Workflow per Request

sequenceDiagram participant Client participant Handler as HTTP Handler participant Store as MemoryStore participant WF as Workflow FSM Client->>Handler: POST /process {text} Handler->>Store: put("input_text", text) Handler->>WF: orchestrate(Parse) WF->>Store: get / put during tasks WF-->>Handler: Ok(Done) Handler->>Store: get("word_count"), get("uppercased") Handler-->>Client: 200 JSON response

The shape of the handler:

  1. Create a fresh MemoryStore for the request and write the request data into it with store.put().
  2. Build the workflow with a factory function that takes the store, then call workflow.orchestrate(initial_state) to drive the FSM to an exit state.
  3. Read the results back out of the store and return them in the HTTP response. The exit state returned by orchestrate() tells you which terminal branch ran — use it for success/error response logic.
// One factory, called per request with a fresh store.
fn build_workflow(store: MemoryStore) -> Workflow<TextPipelineState> {
    Workflow::new(Resources::new().insert("store", store))
        .register(TextPipelineState::Parse, ParseTask)
        .register(TextPipelineState::Transform, TransformTask)
        .add_exit_state(TextPipelineState::Done)
        .with_timeout(Duration::from_secs(5))
}

// Inside an HTTP handler:
let store = MemoryStore::new();              // fresh store — full isolation
store.put("input_text", text)?;
let workflow = build_workflow(store.clone());
let final_state = workflow.orchestrate(TextPipelineState::Parse).await?; // which terminal branch ran
let word_count: usize = store.get("word_count")?;
Tip

Use .with_timeout() on the workflow to keep a hung request from blocking indefinitely. For read-heavy workloads with shared reference data, pre-populate one store, share it via Arc, and use per-request keys to avoid collisions. The full Axum version is in cargo run --example workflow_on_request.
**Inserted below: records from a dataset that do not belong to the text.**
PR #329, opened 2020-05-06
[Fix] Disclaimer Margin and Text Color

### LINKED ISSUE #323: Disclaimer margin and text colour
All text under this sections needs to be black. This is more obvious on iPad as the extra white space makes it can be harder to read for those that are visually challenged (me 🤓)

Margins also needs to be tightened up. I’ve highlighted one example showing headings and content having margins that much larger than what’s in Zeplin. (Note that Zeplin’s scale is different but the proportions still aren’t matching in the app)

Copy changes 012

yimingc2:
Resolved #323

## Abstract
This PR will fix the hacky way of adding the spacing between title and content. It will decrease the gap between title and content and also decrease the gap between the icon and the title.

## Changes

- Decrease the margin between the icon and the title
- Create a Column for the title and the content
- Use consistent gap between the title and the content

## Screenshots
Simulator Screen Shot - iPhone 11 Pro - 2020-05-06 at 21 55 13


lukesleeman (approved):
Ok, I can't comment on the flutter side of things, but I've run the PR and it looks good ✅

lib/view/disclaimer_view.dart
```diff
@@ -122,62 +122,65 @@ class _DisclaimerViewState extends State<DisclaimerView> {
...
                               ),
                             ),
-                            const Expanded(
-                              child: Text(
-                                'Please keep in mind\n',
-                                style: Styles.textH3,
-                              ),
-                            ),
+                            Expanded(
+                                child: Column(
```
workerbee22: Perhaps flutter format this with dartfmt ?

lib/view/disclaimer_view.dart
```diff
@@ -122,62 +122,65 @@ class _DisclaimerViewState extends State<DisclaimerView> {
...
+                                SizedBox(height: 10.0),
+                                Text(
+                                  'This is not a comprehensive source nor can we guarantee it is completely up to date at '
+                                  'the time of use 📱.\n\nIt is created using Western Health guidelines, informally '
+                                  'peer-reviewed and adapted, with permission, from College/Society guidelines.\n\n'
+                                  'WHAC19 gathers analytics and crash data which is used to improve the app.  For more information and to opt out, go to Information > Privacy\n\n',
+                                  style: Styles.textBody,
+                                )
+                              ],
+                            ))
```
workerbee22: Trailing comma here I think should also make sure dartfmt does it right so ),]

lib/view/disclaimer_view.dart
```diff
@@ -122,62 +122,65 @@ class _DisclaimerViewState extends State<DisclaimerView> {
...
                               ),
                             ),
-                            const Expanded(
-                              child: Text(
-                                'WHAC19 does not constitute official advice\n',
-                                style: Styles.textH3,
-                                softWrap: true,
-                              ),
-                            ),
+                            Expanded(
```
workerbee22, line 162: Ditto as per above for the hand emoji section.

workerbee22 (changes requested):
Just needs a litte formatting, otherwise good to go after that.

lib/view/disclaimer_view.dart
yimingc2: Yup. You are a great detective. Even though I format it manually, it still changes it back to this way.

lib/view/disclaimer_view.dart
yimingc2: Oh I know. It needs comma everywhere.

workerbee22 (approved):

PR #330, opened 2020-05-06
[Fix] Add spacing between items

### LINKED ISSUE #322: ICU cell bottom margins too large
This margin mismatch seems to only affect sections under ICU. ie, Ventilation, Daily Round, Proning... etc

The bottom margin is a lot larger than the top. 

Copy changes 011

yimingc2:
Resolved #322

## Abstract
This PR will fix the too large bottom margins for the cards in ICU cells (and the pages that use the same template).

## Changes

- Remove the bottom padding of each card
- Add spacing between cards

## Screenshots
Simulator Screen Shot - iPhone 11 Pro - 2020-05-06 at 22 43 46

## Things to note
Would be great if you know any other good ways to add spacing between elements. Using `Wrap` is bit hacky.

### DIFF
--- a/lib/widget/lists/icu_daily_round_steps_card.dart
+++ b/lib/widget/lists/icu_daily_round_steps_card.dart
@@ -11,54 +11,54 @@ class ICUDailyRoundStepsCard extends StatelessWidget {
 
   Widget _renderItems(ICUDailyRoundItem item) {
     return Row(
-        crossAxisAlignment: CrossAxisAlignment.start,
-        children: <Widget>[
-          Expanded(
-            flex: 10,
-            child: Padding(
-              padding: const EdgeInsets.fromLTRB(0, 0, 0, 0),
-              child: Column(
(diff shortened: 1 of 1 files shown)


lukesleeman (approved):
I've tested this and it looks good!

I also pushed a commit which fixes up the flutter format issue which was causing the build to fail.

Again - I can't speak to the flutter side of things, but its a ✅ from checking out and running the app

lib/widget/lists/icu_daily_round_steps_card.dart
```diff
@@ -87,7 +84,12 @@ class ICUDailyRoundStepsCard extends StatelessWidget {
         elevation: 0,
         child: <Widget>[
           _renderHeading(),
-          ...subsection.list.map((item) => _renderItems(item)).toList(),
+          Wrap(
```
workerbee22, line 87: Wrap is ok for now 👍It does the job.

workerbee22 (approved):
LGTM.

PR #332, opened 2020-05-07
Updates PDF icon to be more clear

marcedwards:
This is a very minor improvement to the PDF launcher button, to make it more clear. This is just an interim solution until we find a better solution for opening the PDFs. The updated image is the same size, so no code changes are required.

## Screenshot

Left = old. Right = new.

pdf-icon


lukesleeman (approved):
I've tested it out, and this looks good!  Its a bit more obvious than the old one

workerbee22 (approved):
LGTM simple asset replacement 👍

PR #333, opened 2020-05-07
Add place holder for last updated time

### LINKED ISSUE #288: Home and information screen changes
There are some modifications that need to be made to the home and information screens to better surface information:

- [x] Add new information section to home screen
- [x] Add phone icon to home screen
- [x] Update information screen, removing items
- [x] Add "last updated date" to the information screen
- [x] Add contributors under the Acknowledgements and references

# Add new information section to home screen
A new "information" section needs to be added to the home screen, after the ICU section.  It should contain two new buttons

**WH Definitive resources**
This needs to lead to a subscreen which has the first 3 buttons from the current information page.  These are:

1. WH Novel coronavirus website
2. WH anaesthetic microsite
3. WH ICU microsite

**Additional resources**
This is the screen which the existing "Additional resource" button in the existing information screen leads to

# Add phone icon to home screen
On the home screen, we need to add a new phone icon to the right of the current "information" icon.  The phone icon should take you to the website which the existing "Contact numbers" button in the existing information screen leads to ( http://wh.cyphix.net/ )

# Update information screen
The first 5 buttons in the information screen can now be removed.  The only items remaining on the information screen should be:

- App feedback
- Disclaimer and conditions of use
- Acknowledgements and references
- Third party licenses
- WHAC19 Icon to remain present

# Add "last updated date" to the information screen
So that users can gauge how up to date the information in the app is we need to show the date their build was created.  Hopefully this should be prominently displayed close to the app icon, in the information screen.  Given the info screen has been re-ordered it might even be nice to give it a little more ✨  by moving the icon around or otherwise shuffling around things.

From a coding point of view, ideally this date should be based off the build time, so we don't have to update a string every time we do a release.

# Add contributors under the Acknowledgements and references
We want to add a new section to the Acknowledgements and references screen which lists all the contributors ❤️

yimingc2:
Resolved #288

## Abstract
This PR will add a placeholder for the last updated time in env.dart. Then CI should update this variable in a format of `10:17pm 07 May 2020`

## Changes

- Add last updated date placeholder
- Display last updated date if there's any in the info view

## Screenshots
Screenshot_1588854003

## Things to note
If CI has not added the last updated time, then CI might overwrite `env.dart` and variable `lastUpdatedTime` will disappear. And it could result in build failure. @maks

### DIFF
--- a/lib/view/info_view.dart
+++ b/lib/view/info_view.dart
@@ -83,7 +83,6 @@ class InfoView extends StatelessWidget {
   static Widget _buildSpacer({double height = 16}) => Container(height: height);
 
   Widget _buildLastUpdatedDate() {
-
     String formatTimestamp(int timestamp) {
       final format = DateFormat('h:mma dd MMMM yyyy');
       final date = DateTime.fromMillisecondsSinceEpoch(timestamp * 1000);
--- a/lib/view/info_view.dart
+++ b/lib/view/info_view.dart
@@ -1,4 +1,5 @@
 import 'package:flutter/material.dart';
+import 'package:intl/intl.dart';
 import 'package:package_info/package_info.dart';
 
 import '../env.dart';
@@ -82,13 +83,22 @@ class InfoView extends StatelessWidget {
   static Widget _buildSpacer({double height = 16}) => Container(height: height);
 
   Widget _buildLastUpdatedDate() {
-    if (lastUpdatedTime.isEmpty) {
+
+    String formatTimestamp(int timestamp) {
+      final format = DateFormat('h:mma dd MMMM yyyy');
+      final date = DateTime.fromMillisecondsSinceEpoch(timestamp * 1000);
+      return format.format(date);
+    }
+
+    final timestamp = int.tryParse(lastUpdatedTime);
+
+    if (timestamp == null) {
       return Container();
     } else {
       return Container(
         margin: const EdgeInsets.all(8.0),
         child: Text(
-          'Last updated $lastUpdatedTime',
+          'Last updated ${formatTimestamp(timestamp)}',
           textAlign: TextAlign.center,
           style: Styles.textFooter,
         ),
--- a/lib/view/info_view.dart
+++ b/lib/view/info_view.dart
@@ -1,6 +1,7 @@
 import 'package:flutter/material.dart';
 import 'package:package_info/package_info.dart';
 
+import '../env.dart';
 import '../hard_data.dart';
 import '../routes.dart';
 import '../strings.dart';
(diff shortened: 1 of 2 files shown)


workerbee22 (approved):
LGTM

lib/view/info_view.dart
```diff
@@ -80,6 +81,21 @@ class InfoView extends StatelessWidget {
...
   static Widget _buildSpacer({double height = 16}) => Container(height: height);
 
+  Widget _buildLastUpdatedDate() {
+    if (lastUpdatedTime.isEmpty) {
+      return Container();
+    } else {
+      return Container(
+        margin: const EdgeInsets.all(8.0),
+        child: Text(
+          'Last updated $lastUpdatedTime',
```
maks: Probably want the timestamp format to include the timezone? 
The default unix date format is eg `Fri 08 May 2020 14:49:33 AEST` can we just use that?

yimingc2: If it takes a lot effort to do time formatting then I think this is okay for now. In the design, it is "9:41am 26 April 2020". We can do as close as possible. Can it convert to the local time without timezone?

lukesleeman:
So, I pulled down the last build from the #covid-19-app-builds channel, but unfortunately I can't see any last update date in it.  Not sure if its supposed to be showing up yet?

yimingc2:
> So, I pulled down the last build from the #covid-19-app-builds channel, but unfortunately I can't see any last update date in it. Not sure if its supposed to be showing up yet?

Yeah, that's okay. I just add a placeholder for the last updated time. CI will assign a value(the updated time) for this placeholder when Codemagci is running and after CI build successfully, we will be able to see the last updated date. 

Maks is working on the CI part atm.

workerbee22:
its a one liner in the pre script in codemagic. After thats in it should
work fine.

maks:
Ok I've added to CI the timestamp as seconds after epoch, @yimingc2  you can then just easily format it as needed on Dart side.  I've also added this to PR build workflow and kicked off a new PR build with this PR branch to test it out.

yimingc2:
Hi @maks @lukesleeman , I've tested out on Android side with the CI build. It works well. Thanks for @workerbee22 advice on timestamp.
Screenshot_1588992441

lukesleeman (approved):
I've downloaded the CI build and confirmed that it contains the build date!  I've also run this locally based off source and can confirm that everything is fine in a dev enviorment when the value isn't set.

Can't speak to the flutter side of things, but based on my testing this PR gets the ✅ 

Good job @yimingc2 and @maks  🙌

yimingc2:
Nice. Thanks Luke. I’ll test it out again after this version is uploaded to
TestFlight. Just in case.

PR #336, opened 2020-05-11
Fix infographics SVG transparency

marcedwards:
The “PDF” portion of this icon was white, where it should have been transparent.

## Screenshots

before-after


lukesleeman (approved):
I've tested out the changes and this looks good

workerbee22 (approved):
LGTM ... just an asset change, with same name 👍

PR #350, opened 2020-05-28
[Update] Update iOS & Tooling Support

workerbee22:
General update of the iOS side of the project now that we are back on Flutter stable channel:

- Xcode 11.5 and iOS 13.5 re-test
- Minor packages updates to fix minor issues on iOS
- Tweak bottom of screen spacing for Disclaimer and Onboarding for iOS 13

## Changes

- Updated to support several package updates to remove minor issues on iOS.
- Updated and retested to support Xcode 11.5 and check iOS 13.5 / 12.4 support.
- Retested on Android to ensure changes ok
- Adjusted spacing on Disclaimer and Onboarding screens at the bottom to avoid being too close to the iOS 13 controls.
- Updated Contributing instructions to reflect current versions.

## Screenshots

Slightly more vertical space to avoid being too close to iOS 13 control. Still looks fine on Android

image

image

## Things to note

- codemagic workflows changed to reflect Xcode 11.5 and retested
- Note kept cocoapods at 1.9.1 as newer version seems to add no fixes or features.
- Release notes not updated as no new features or functional changes

### DIFF
--- a/pubspec.yaml
+++ b/pubspec.yaml
@@ -12,20 +12,20 @@ dependencies:
     sdk: flutter
   package_info: ^0.4.0+18
   chewie: ^0.9.10
-  video_player: ^0.10.11
-  flutter_widget_from_html: ^0.3.3+3
+  video_player: ^0.10.11+1
+  flutter_widget_from_html: ^0.3.3+4
   matrix_gesture_detector: ^0.1.0
-  url_launcher: ^5.4.7
+  url_launcher: ^5.4.10
   flutter_svg: ^0.17.4
-  shared_preferences: ^0.5.7+2
+  shared_preferences: ^0.5.7+3
   intl: ^0.16.1
   photo_view: ^0.9.2
   provider: ^4.1.2
-  firebase_core: ^0.4.4+3
-  firebase_analytics: ^5.0.11
+  firebase_core: ^0.4.5
+  firebase_analytics: ^5.0.14
   sentry: ^3.0.1
   device_info: ^0.4.2+4
-  native_pdf_view: ^3.4.0
+  native_pdf_view: ^3.6.0
 
 dev_dependencies:
   flutter_test:
--- a/CONTRIBUTING.md
+++ b/CONTRIBUTING.md
@@ -37,7 +37,7 @@ You will need to install and setup Flutter to develop this application. You can 
 - the installation of dependencies
 - running the application
 
-### **STABLE CHANNEL USAGE**
+### Developer Setup
 
 We are currently using the Flutter stable channel (currently v1.17.1) for app development, so once you have the Flutter
 SDK set-up make sure you are on the stable channel:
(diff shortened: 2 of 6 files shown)


pubspec.yaml
```diff
@@ -12,20 +12,20 @@ dependencies:
     sdk: flutter
   package_info: ^0.4.0+18
   chewie: ^0.9.10
-  video_player: ^0.10.11
-  flutter_widget_from_html: ^0.3.3+3
+  video_player: ^0.10.11+1
+  flutter_widget_from_html: ^0.3.3+4
   matrix_gesture_detector: ^0.1.0
-  url_launcher: ^5.4.7
+  url_launcher: ^5.4.10
```
yimingc2, line 18: Do we need to manually change the minor version? ^5.4.7 is equivalent to '>=5.4.7 <6.0.0' (next non-broken version). I think if we want to upgrade the dependency version, we can just do `flutter pub upgrade`

pubspec.yaml
```diff
@@ -12,20 +12,20 @@ dependencies:
...
   flutter_svg: ^0.17.4
-  shared_preferences: ^0.5.7+2
+  shared_preferences: ^0.5.7+3
   intl: ^0.16.1
   photo_view: ^0.9.2
   provider: ^4.1.2
-  firebase_core: ^0.4.4+3
-  firebase_analytics: ^5.0.11
+  firebase_core: ^0.4.5
```
yimingc2, line 24: If the major version number is 0, then it means the version is not stable yet. ^0.4.4 is equivalent to '>=0.4.4 <0.5.0'.

yimingc2 (approved):
It's great to update to the latest version! It's pretty good. Just little dependency version range thing that can take a look.
ps. Spent a lot of time to update every thing.

pubspec.yaml
workerbee22: No we don't as the `^` does that for us. I just do this as a manual check ie. I check the newer releases and see what has changed, so I can figure out what I might need to re-test.

So the manual update of minor version is just so we know we've looked at the changes up to this minor version and they seem ok for this project. Otherwise yes we can always do a `flutter pub upgrade` and so the versions in use are actually the ones in `pubspec.lock`

pubspec.yaml
workerbee22: yep see above .

workerbee22:
So yep the manual update of minor version isn't actually required, but it is just so we know we've looked at the changes up to this minor version and they seem ok for this project. I usually don't do this until we are close to a release as it helps figure out what changes are in recent package releases and what might need testing prior to the release. Rather than just blindly getting the later minor version updates .... which I prefer not to do when we are about to release to users.

Otherwise yes we can always do a `flutter pub upgrade` and so the versions in use are actually the ones in `pubspec.lock`.

@yimingc2 as discussed, given you are probably one of the only other Devs who checks the iOS version, I'll take your approval as OK to go 👍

Worked Example: Real-Time Ad Exchange

The repository ships a production-shaped example that chains several split/join points with mixed strategies: context gathering with All (100ms budget), bid requests across five DSPs with PartialTimeout (200ms SLA), bid scoring and result tracking with All, and a graceful error fan-out when any required split times out. It demonstrates multiple split points in one FSM, per-split timeouts, partial results, and complex state management across phases. Run it with cargo run --example workflow_ad_exchange, and see the Split & Join guide for the strategy reference it builds on.